Development Challenges
Data Privacy and Security
Since all data is stored locally, we had to ensure that the system never accesses external servers. Robust access controls are essential so that only authorized users can view sensitive information. We implement this using OAuth 2.0 and role-based access control (RBAC).
Model Optimization
Running an LLM locally requires powerful hardware resources. We optimized the model to strike a balance between performance and efficiency. Techniques such as quantization (e.g. via Hugging Face’s bitsandbytes) and knowledge distillation were used to reduce memory and compute requirements.
Integration with Existing Systems
Seamlessly integrating with Jira and Confluence posed a challenge due to diverse data formats. Developing specialized retrievers played a critical role. By combining keyword-based and semantic search methods, we ensure highly efficient and precise information retrieval.
Outlook: The Future of AI at AMCON
In the coming years, we will focus on continuously improving and expanding the system:
Inference Optimization
Accelerating response times and improving precision through specialized model architectures and more efficient processing pipelines.

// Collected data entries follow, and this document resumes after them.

PR #139, opened 2020-04-28
[DO NOT SUBMIT] Test if access tokens are cached in IMDS

nareddyt:


qiwzhang:
My idea was to write a shell script to repeatedly call "curl" to get access token from metadata server and print its token and expiration time, just dump it to a log,  and run for a couple hours,  we will know

PR #141, opened 2020-04-29
Forward `Authorization` header in JWT Authn filter

### LINKED ISSUE #140: ESPv2 not forwarding original Authorization header when an x-google-backend is specified
Noticed this behaviour recently.

I'm using ESPv2 as a gateway to connect multiple cloud run services. As such, I have multiple x-google-backends specified in my API spec.

As per the docs, if ESP needs to overwrite the original Authorization header, it will forward the original one in the X-Forwarded-Authorization header.

However, when I log the headers received by my cloud run services this forwarded header is missing.

Any ideas?

Thanks :)

nareddyt:
Notes:
- Always forward `Authorization` header in frontend auth.
- This will work with the pre-existing backend auth `X-Forwarded-Authorization` logic.

Testing:
- Verified `Authorization` and `X-Forwarded-Authorization` headers for backend auth enabled or disabled (frontend auth always enabled).
- Also verify `X-Endpoint-API-UserInfo` header, seems we have no tests for this.

Fixes #140

### DIFF
--- a/tests/integration_test/jwt_auth_integration_test.go
+++ b/tests/integration_test/jwt_auth_integration_test.go
@@ -20,11 +20,14 @@ import (
 	"testing"
 	"time"
 
+	"github.com/GoogleCloudPlatform/esp-v2/src/go/util"
 	"github.com/GoogleCloudPlatform/esp-v2/tests/endpoints/bookstore_grpc/client"
 	"github.com/GoogleCloudPlatform/esp-v2/tests/env"
 	"github.com/GoogleCloudPlatform/esp-v2/tests/env/platform"
 	"github.com/GoogleCloudPlatform/esp-v2/tests/env/testdata"
+	"github.com/GoogleCloudPlatform/esp-v2/tests/utils"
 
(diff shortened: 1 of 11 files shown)


tests/integration_test/jwt_auth_integration_test.go
```diff
@@ -239,3 +242,93 @@ func TestInvalidOpenIDConnectDiscovery(t *testing.T) {
...
+				"Authorization": "Bearer " + testdata.Es256Token,
+			},
+			wantHeaders: map[string]string{
+				"Authorization":           "Bearer " + testdata.Es256Token,
+				"X-Endpoint-API-UserInfo": testdata.Es256TokenPayloadBase64,
+			},
+		},
+		{
+			desc: "Frontend auth preserves `Authorization` and creates `X-Endpoint-API-UserInfo`." +
+				"Backend auth then modifies `Authorization` and creates `X-Forwarded-Authorization`.",
```
nareddyt, line 304: cc @fareeda0, this integration test should validate the request header flow you described in #140

PR #144, opened 2020-04-30
Destruct invalid json keys in grpc auth lib

nareddyt:
This is actually not needed, as `grpc_auth_json_key_create` will call `grpc_auth_json_key_destruct` if the key is invalid. But this improves readability (was confusing during security review). Calling it twice is safe.

### DIFF
--- a/src/api_proxy/auth/auth_token.cc
+++ b/src/api_proxy/auth/auth_token.cc
@@ -39,7 +39,8 @@ absl::optional<std::string> get_auth_token(const std::string& json_secret,
       grpc_auth_json_key_create_from_string(json_secret.c_str());
 
   if (grpc_auth_json_key_is_valid(&json_key) == 0) {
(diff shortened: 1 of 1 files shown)


src/api_proxy/auth/auth_token.cc
```diff
@@ -39,6 +39,7 @@ absl::optional<std::string> get_auth_token(const std::string& json_secret,
       grpc_auth_json_key_create_from_string(json_secret.c_str());
 
   if (grpc_auth_json_key_is_valid(&json_key) == 0) {
+    grpc_auth_json_key_destruct(&json_key);
```
qiwzhang, line 42: If it is not needed,  I prefer to add comment here, not to call the destruct function.

nareddyt: Done

PR #146, opened 2020-05-01
b/155213423: add latency in ServiceControl statistics

TAOXUY:


tests/integration_test/statistics_test.go
```diff
@@ -0,0 +1,134 @@
...
+			},
+			wantHistograms: map[string][]float64{
+				// For overhead_time, only verify the maximum(0 will be ignored).
+				"http.ingress_http.service_control.overhead_time": {0, 0, 0, 0, 0, 0, 0, 0, 0, 5},
+				"http.ingress_http.service_control.backend_time":  {1000, 1025, 1050, 1075, 1090, 1095, 1099, 1099.5, 1099.9, 1100},
+				"http.ingress_http.service_control.request_time":  {1000, 1025, 1050, 1075, 1090, 1095, 1099, 1099.5, 1099.9, 1100},
+			},
+		},
+		{
+			desc:        "Success after 10s due to ESPv2 default response timeout being 15s",
```
tomboc, line 66: Tests have the same desc. Is it intentional?

tests/integration_test/statistics_test.go
```diff
@@ -0,0 +1,134 @@
...
+				t.Errorf("Test (%s): failed, expected histogram %v not in the got histograms: %v", tc.desc, wantHistogramName, histograms)
+				break
+			} else if len(wantHistogramVals) != len(getHistogramVals) {
+				t.Errorf("Test (%s): failed, different value number for histogram %v, expected vals: %v , got vals: %v", tc.desc, wantHistogramName, wantHistogramVals, getHistogramVals)
+			} else {
+				for i, wantHistogramVal := range wantHistogramVals {
+					if wantHistogramVal == 0 {
+						continue
+					}
+					if wantHistogramVal/bufferPercent < getHistogramVals[i] || wantHistogramVal*bufferPercent > getHistogramVals[i] {
```
tomboc, line 126: Why does the check perform the division and multiplication here?

TAOXUY: Put it in the function to make it self-explanative.

tests/integration_test/statistics_test.go
```diff
@@ -0,0 +1,138 @@
...
+				t.Errorf("Test (%s): failed, expected histogram %v not in the got histograms: %v", tc.desc, wantHistogramName, histograms)
+				break
+			} else if len(wantHistogramVals) != len(getHistogramVals) {
+				t.Errorf("Test (%s): failed, different value number for histogram %v, expected vals: %v , got vals: %v", tc.desc, wantHistogramName, wantHistogramVals, getHistogramVals)
+			} else {
+				for i, wantHistogramVal := range wantHistogramVals {
+					if wantHistogramVal == 0 {
+						continue
+					}
+					if !roughEqual(getHistogramVals[i], wantHistogramVal, bufferPercent) {
```
qiwzhang, line 130: Not quite understand what we are comparing with.   If we are comparing the latency in ms,  it could be very flaky. very hard to control "bufferPercent"

I think just we just need to make sure number of buckets exist with non-zero data,   not need to actual check the data.

Just like Report,  we don't verify latency values in the report. It can vary dramatically.

TAOXUY: We can still do comparison here because we make the server delay response at least 1s to make the base very large and with  `bufferPercent` it can mitigate the overhead variation mainly introduced by our proxy, like under different build mode.

qiwzhang: SG

tests/integration_test/statistics_test.go
```diff
@@ -40,7 +40,7 @@ func TestStatistics(t *testing.T) {
 	if err := s.Setup(utils.CommonArgs()); err != nil {
 		t.Fatalf("fail to setup test env, %v", err)
 	}
-	const bufferPercent = 0.5
+	const bufferPercent = 0.8
```
qiwzhang, line 43: call it latencyMargin?

tests/integration_test/statistics_test.go
```diff
@@ -60,8 +60,8 @@ func TestStatistics(t *testing.T) {
 				"http.ingress_http.service_control.allowed":                        1,
 			},
 			wantHistograms: map[string][]float64{
-				// For overhead_time, only verify the maximum(0 will be ignored).
-				"http.ingress_http.service_control.overhead_time": {0, 0, 0, 0, 0, 0, 0, 0, 0, 5},
+				// For overhead_time, don't exact comparison since overhead time varies a log in different build mode.
```
qiwzhang, line 63: the latency is different each run.  Here the backend server introduces a fixed big 1 second latency, so the overall latency should be around 1 second.  This test compares the latency with expected 1 second with certain error margin.

TAOXUY: Done.

tests/endpoints/echo/client/client.go
```diff
@@ -26,78 +26,32 @@ import (
 	"time"
 
 	"github.com/GoogleCloudPlatform/esp-v2/tests/env/testdata"
+	"github.com/GoogleCloudPlatform/esp-v2/tests/utils"
+	tpoauth2 "github.com/GoogleCloudPlatform/esp-v2/third_party/golang_internal"
```
nareddyt, line 30: Nit: Pre-existing go code in our repository prefers putting all named imports in a separate block, not merged into unnamed imports

tests/utils/stats.go
```diff
@@ -0,0 +1,86 @@
...
+	Values []Point `json:"values"`
+}
+
+// Point is the struct to decode the values of computed_quantiles.
+type Point struct {
+	Cumulative float64 `json:"cumulative,omitempty"`
+	Interval   float64 `json:"interval,omitempty"`
+}
+
+func ESpv2FiltersStatsPath() string {
```
nareddyt, line 56: Nit: Make this a const variable

tests/integration_test/statistics_test.go
```diff
@@ -0,0 +1,148 @@
...
+			},
+		},
+		{
+			desc:        "backend respond in 2s",
+			reqDuration: time.Second * 2,
+			wantCounts: map[string]int{
+				"http.ingress_http.backend_auth.token_added":                       2,
+				"http.ingress_http.backend_routing.append_path_to_address_request": 2,
+				"http.ingress_http.path_matcher.allowed":                           2,
+				"http.ingress_http.service_control.allowed":                        2,
```
nareddyt, line 81: So each test case is influenced by the statistics of the previous test case? This seems difficult to test.

Perhaps reset counters between each test? https://www.envoyproxy.io/docs/envoy/latest/operations/admin#post--reset_counters

If that does not reset the histograms, then just have our integration test suite run `Setup` for each test entry?

tests/endpoints/echo/client/client.go
nareddyt: Still needs to be fixed

PR #322, opened 2020-09-10
b/145520483: Update example with support for dynamic routing of unconfigured requests

nareddyt:
Verifies that a top-level `x-google-backend` works with `x-google-allow: all`.

Need to create a follow-up PR to fix the deterministic ordering of Envoy route config. See comments in this PR for more details.


examples/testdata/path_matcher/envoy_config.json
```diff
@@ -332,6 +413,101 @@
...
+                            "match": {
+                              "headers": [
+                                {
+                                  "exactMatch": "DELETE",
+                                  "name": ":method"
+                                }
+                              ],
+                              "safeRegex": {
+                                "googleRe2": {},
+                                "regex": "^/.*$"
```
qiwzhang, line 427: In envoy route match, the order is important.  These wildcard match should be at last.  How do we make sure that?

nareddyt: Good catch, we don't have any logic for this. We just append them in the order we process backend rules. I'll come up with a way of fixing this...

nareddyt: I did some more research. Is the order actually important here for our current implementation?

We don't use Envoy's router to match operation name, path matcher will take care of that. Path matcher will match to the most specific rule when wildcards are involved (see example unit test below). So we'll always get the correct operation, for any ordering of rules path matcher config or router config.

https://github.com/GoogleCloudPlatform/esp-v2/blob/e6afa078b92b4dabf60edc0c330218dd453bcd60/src/api_proxy/path_matcher/path_matcher_test.cc#L142-L145

qiwzhang: I know for path_match, it always match the specific one first, ahead of wildcard one. regardless order
e.g /foo/*,    /**,   for a /foo/bar request, it will match /foo/*,   not /** , more specific one has higher priority than non specific ones.

But Envoy RouteMatch really depends on ordering.  We use it for routing to different backends (cluster)
e.g. we have a toplevel x-google-backend and a path level one
x-google-backend
   address: backendA

paths:
      /foo/{x}
      x-google-backend:
          address: B

If we put RountMatch  "/foo/* after /**,   then we never route to address B even path_matcher match to the correct operator,  but we route to a wrong cluster.  

We may need a integration test for this case.

nareddyt: Good point, this will fail.

Here is my current plan: OpenAPI compiler guarantees to generate the wildcard methods last. We just need to ensure when we generate the envoy route config, we use the same order as the `httpRules`.

Our current logic does not follow this. It actually sorts the operation names alphabetically, which is not the best approach (and resulted in our tests not catching it, we got lucky in our sorting).

https://github.com/GoogleCloudPlatform/esp-v2/blob/41da9dd0ac337ef2c5635124e9ae3134de47bc33/src/go/configinfo/service_info.go#L138-L142

How about this: Let's submit this PR to show the current (incorrect) config generation. I'll make a PR tomorrow to fix this. The diff will be large, prefer a separate PR.

qiwzhang: I was thinking about: we need a way to detect such `/**` wildcard backend rules,  and put them at the last in the RouteMatch,  

SG: to have this in a separate PR.

qiwzhang (approved):

examples/testdata/path_matcher/envoy_config.json
nareddyt: Detecting `/**` wildcard rules would work, but it feels hacky. I'd prefer to just use the order given in the service config, which currently guarantees `/**` rules will be last.

PR #323, opened 2020-09-10
Support IP in backend address

qiwzhang:


nareddyt (approved):
Do you think we should add a few test cases for this function as well?

https://github.com/GoogleCloudPlatform/esp-v2/blob/3f7e63eb6fa39308e8e2a070f3aacfff8c82c312/src/go/util/url_util_test.go#L27

Your current tests cover it indirectly, but maybe we can add it for completeness.

nareddyt (approved):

Expanded Agent Functionality
Development and implementation of new AI agents tailored to specific business tasks, including:
Code Improvement Agent:
Analyzes existing code, identifies optimization opportunities, and suggests more efficient solutions.Onboarding Agent:
Assists new employees by providing relevant documentation and company policies during their onboarding process.Project Management Assistant:
Supports task coordination, resource allocation, and tracking of project progress.Templating Agent:
Automates the creation of templates and standard documents to boost operational efficiency.
Next-Generation Language Models
Integration of newer and more powerful LLMs, such as future versions of Llama, DeepSeek, and domain-specific embedding models.
Adaptive Tool Use by Agents
Agents will be equipped with a flexible toolchain, allowing them to dynamically select and apply tools such as API queries, semantic search, or external data retrieval, depending on the task.
Enhanced Retrieval Methods
Implementation of hybrid search techniques that combine semantic embedding with classical indexing for more accurate and context-aware information retrieval.
Scalability and Infrastructure
Evaluation and adoption of new hardware and software solutions to scale the AI architecture, including decentralized processing and specialized AI accelerators.
Improved Integration with Business Processes
Ensuring seamless integration of the AI system into existing workflows and applications to further increase operational efficiency.
Conclusion
With the development of a local LLM system, AMCON has taken a significant step toward AI-driven process optimization. Through the use of RAG and ReACT agents, company knowledge can be leveraged more effectively — without compromising data privacy.
The future of AI at AMCON lies in the continuous advancement of these technologies to create maximum value for employees. At the same time, we remain closely aligned with proven DevOps and MLOps strategies to streamline the development cycle and ensure continuous improvement.